Ale Rosja nie zamierza zrezygnować z tego fragmentu swojej historii, gdy jako część Związku Sowieckiego była drugim co do siły militarnej mocarstwem na świecie. Dziś biedna i zacofana, za wszelką cenę chce podtrzymać mit międzynarodowego znaczenia. Dopóki sprzedaje gaz i ropę, może przynajmniej stwarzać takie wrażenie, gdy jednak spadną ceny surowców, znów pogrąży się w chaosie wewnętrznych konfliktów, masowej przestępczości, bezprawiu i strachu. Wtedy jedyną pociechą jej obywateli pozostanie historia. Dlatego dziś Rosja tak kurczowo trzyma się sowieckiej tradycji, a szczególnie legendy o wielkim zwycięstwie Stalina nad Hitlerem. Nawet rocznicę zakończenia II wojny światowej obchodzi się w Rosji 9 maja, o dzień później niż na całym świecie, żeby przypomnieć kapitulację hitlerowskich marszałków w Berlinie, zajętym przez Rosjan, co było tylko teatralnym przedstawieniem, bo Niemcy już w nocy z 7 na 8 maja podpisały bezwarunkową kapitulację w Reims.
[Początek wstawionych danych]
PR #1129, opened 2020-03-14
Remove default for logit_q parameter to GetQ

Tilps:
Also include a fix draw_score being declared bool in GetBestRootChildWithTemperature.

Basically the same as jio's PR, I just wanted to see what removing the parameter default looked like, so I did it myself...

### DIFF
--- a/src/mcts/search.cc
+++ b/src/mcts/search.cc
@@ -289,7 +289,7 @@ std::vector<std::string> Search::GetVerboseStats(Node* node) const {
         << ") ";
 
     oss << "(Q: " << std::setw(8) << std::setprecision(5)
-        << edge.GetQ(fpu, draw_score, false) << ") ";
+        << edge.GetQ(fpu, draw_score, /* logit_q= */ false) << ") ";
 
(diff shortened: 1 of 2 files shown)


src/mcts/search.cc
```diff
@@ -137,7 +137,7 @@ void Search::SendUciInfo() REQUIRES(nodes_mutex_) {
     const auto wl = edge.GetWL();
     const auto d = edge.GetD();
     const int w = static_cast<int>(std::round(500.0 * (1.0 + wl - d)));
-    const auto q = edge.GetQ(default_q, draw_score);
+    const auto q = edge.GetQ(default_q, draw_score, false);
```
kiudee: Can we add a comment here to make clear what is passed here?
```c++
const auto q = edge.GetQ(default_q, draw_score, /* logit_q= */ false);
```

mooskagh: Not really done. :)

Tilps: Heh I got all the other ones but missed this one? Nice.
Fixed.

PR #1130, opened 2020-03-16
Add a flag to allow `go nodes` to be treated as playouts in UCI

farmersrice:
It seems that a lot of users conducting engine/network tests with lc0 are using fixed visits. Currently the `go nodes` UCI command is treated as a visits limit by lc0. This adds a flag `--nodes-as-playouts` which allows `go nodes` to be treated as a playouts limit instead.

Here's why this is important:

Using a node visits limit is problematic in testing because it rewards networks with flatter policy with more computation time. Consider a case where you have two networks of equal strength at time parity, where one is flat, and one is sharp. Suppose you are playing them against one another at fixed nodes. What will happen is that testing with a fixed node limit will unfairly judge the flatter network as being stronger. Whenever a move is actually made in the game, it will be the case that the sharper network has more tree reuse than the flatter one. Suppose that your node limit is 1000 nodes per move. Now, say your sharper network thinks deeper in the selected move and saves 400 nodes from the previous tree, while the flatter one thinks more shallow and only saves 200 nodes from the previous tree. Then when you go to 1000 nodes on the next turn, you've actually given the flatter network 1000 - 200 = 800 playouts of computation, while the sharper one has only received 600! The flatter network is receiving more computational power than the sharper one, so obviously it will win the test. Now you think that the flatter network is superior, when in reality they were the same strength all along. In other cases, you might even select an inferior flatter network over a superior sharper network.

Now, there are a few ways to fix this problem:
1. Discard any notion of playouts, visits, nodes, or whatever from your testing entirely and instead use fixed time. This is definitely the best since in the real world you care about the strongest engine within a given time frame.
2. Count number of neural net evaluations per move (discarding stuff like nncache as well), since neural net eval takes the longest time by far in the game.
3. Limit playouts instead of visits. This isn't perfect, since the time utilized won't always be the same due to nncache, but it has the added advantage that you don't have to worry about stressing your machine and weakening the engines while you're doing testing (although solution 2 has this benefit as well). 

This fix just implements solution 3 as an optional flag because it's quick and easy and retains the vast majority of the benefit.


src/mcts/stoppers/factory.cc
```diff
@@ -114,6 +117,7 @@ void PopulateTimeManagementOptions(RunType for_what, OptionsParser* options) {
     options->Add<FloatOption>(kTimeMidpointMoveId, 1.0f, 100.0f) = 51.5f;
     options->Add<FloatOption>(kTimeSteepnessId, 1.0f, 100.0f) = 7.0f;
     options->Add<FloatOption>(kSpendSavedTimeId, 0.0f, 1.0f) = 1.0f;
+    options->Add<BoolOption>(kNodesAsPlayoutsId) = false;
 
     // Hide time curve options.
     options->HideOption(kTimeMidpointMoveId);
```
mooskagh: Do you think it may make sense to hide the new option too, in order not to overwhelm the UCI settings page?

farmersrice: I think it's probably better not to hide the new option, so that users can be informed. Otherwise I would expect very few people to know and use it.

mooskagh: But why would more than a few people need it? I think that the only scenario people would want this option is to simulate TC game where TC is not possible (e.g. running many games in parallel).

The vast majority of users would not need to run non-TC games.

Maybe the alternative would be to have the opposite (playouts by default, visits through the hidden flag), but I think this needs some discussion in #dev-public as maybe it will break something. E.g. in selfplay it indeed will change the behaviour but there we can have a different default for now..

farmersrice: Here are my thoughts:

- The default behavior should be kept as visits because visits = nodes is a common perception. If we changed that behavior it would probably leave more people confused. Like you said, only a few people need this flag, and having playouts by default could cause some issues in the training pipeline.
- A majority of the test results in #test-discuss are fixed-nodes tests. Fixing nodes or playouts has the advantage that you don't have to worry about weakening lc0 while you're playing a game or watching a stream or something while testing. I'm fairly confident this is the main reason behind most test results not being TC-based tests. 
- Most UCI settings aren't likely to be touched by the user at all unless they're trying to tune or experiment with it. I'd say this flag is more significant and more likely to be used than a lot of other options. The consequences of using playouts instead of visits in testing are decently important and I think this warrants the flag's inclusion.

farmersrice: The polling in #dev-log has stagnated. It should be good to go now.

PR #1132, opened 2020-03-17
Match kings() call more cleanly with other piece calls

tkondrashov:
same idea as #1131

this also adds an `as_board()` method to BoardSquare to save us from writing `1ULL << *.as_int()` more than once

Benchmarks:
```
- Master
Benchmark final time 10.0009s calculating 212417 nodes per second.
Benchmark final time 10.0006s calculating 208707 nodes per second.
Benchmark final time 10.0004s calculating 208102 nodes per second.

- Knights
Benchmark final time 10.0005s calculating 208702 nodes per second.
Benchmark final time 10.0004s calculating 204465 nodes per second.
Benchmark final time 10.0006s calculating 206022 nodes per second.

- Kings
Benchmark final time 10.0005s calculating 206489 nodes per second.
Benchmark final time 10.0005s calculating 207881 nodes per second.
Benchmark final time 10.0006s calculating 206204 nodes per second.
```

### DIFF
--- a/src/chess/bitboard.h
+++ b/src/chess/bitboard.h
@@ -49,6 +49,7 @@ class BoardSquare {
   BoardSquare(const std::string& str, bool black = false)
       : BoardSquare(black ? '8' - str[1] : str[1] - '1', str[0] - 'a') {}
   constexpr std::uint8_t as_int() const { return square_; }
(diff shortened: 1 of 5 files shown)


mooskagh:
Similarly to another PR, that's probably performance neutral, but as it merges positions of kings in to separate them back, would be nice to run a benchmark to check it.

Dlatego trudno oczekiwać, by dzisiejsze władze Rosji przyznały, że w czasie zwycięskiej wielkiej wojny popełniono tak ohydną zbrodnię. A polski rząd powinien pamiętać, że okazywanie słabości w stosunkach z Rosją nikomu się nie opłaciło. Nie opłaci się też Polsce, która staje się dla Rosji przeszkodą w uzależnieniu Europy od rosyjskich dostaw. Moskiewskie gesty w sprawie Katynia mają uśpić czujność polskiej opinii publicznej, ale równocześnie nie mogą zepsuć wizerunku Rosji, jako mocarstwa, które niegdyś – rzekomo – wyzwoliło Europę.